Often, as result of the other engineering disciplines requirements, the implementation of openings in shear walls arises. The effects of these openings are usually neglected when their sizes are relatively small compared to the wall dimensions. But, in the case when these openings are relatively large or located within a critical region, they may significantly influence the seismic behavior of RC walls.
Hence, studying these openings is very important to clarify their effect on the response modification factor (R). The influence of the opening dimension, width height, and area on the value of the response modification factor (R) was investigated numerically.
An investigation has been carried out for two models first, a 2-storey RC Frame which experimented by Vecchio, F., & Emara, M.(1992) and verified numerically by Serhan Güner (2008) has been modelled using ETABS and SAP2000 software second, 8-storey Dual System building which studied by Ibrahim Yasser et al. modelled using both SAP 2000 and ETABS software.

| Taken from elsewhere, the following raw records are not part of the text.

PR #3813, opened 2026-06-19
Simplify ck_gemm_a8w8_blockscale GemmSpecialization construction

jbelloncastro:
## Motivation

Simplifies the logic behind constructing an enum value for GemmSpecialization.

## Technical Details

The global variable unordered_map is constructed during library initialization and performs memory allocations that are not really necessary to find the right configuration from the dimension and block size parameters.

The change reassigns the enum values such that they can be treated as a mask. The padding conditions simply add a new bit to the mask if necessary.

The value reassignment will make chains of conditionals slightly more expensive, but not as much as the previous cost of enum construction.

## Submission Checklist


jbelloncastro:
Hi @ROCm/team_aiter ! Could someone please review this? It is a small change 😊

A numerical study has been conducted on four reinforced concrete models consisted of eight-storey and have 5 bays for both X and Y directions. The seismic load resisting system consists of dual system shear walls and frames, whereas the gravity load carrying system comprises Concrete flat slab supported by RC columns and shear walls. The four buildings have been well designed according to the Egyptian code. A numerical study has been conducted to evaluate (R) factor before and after applying openings with different dimensions. In case of applying openings, Lintel beam has been defined the as a spandrel, wall segment and putting additional steel around openings.
Pushover analysis has been conducted and pushover curve has been plotted which used to calculate the response reduction / modification factor parameters (ultimate displacement, yield displacement and yield base shear) and evaluate (R) factor after plotting the pushover curve by using three different methods Acceptance Criteria Limits for Hinges Deformation, Park Definition for Ultimate and Yield Deformation, and ASCE 41-13 Idealized Bilinear Curve.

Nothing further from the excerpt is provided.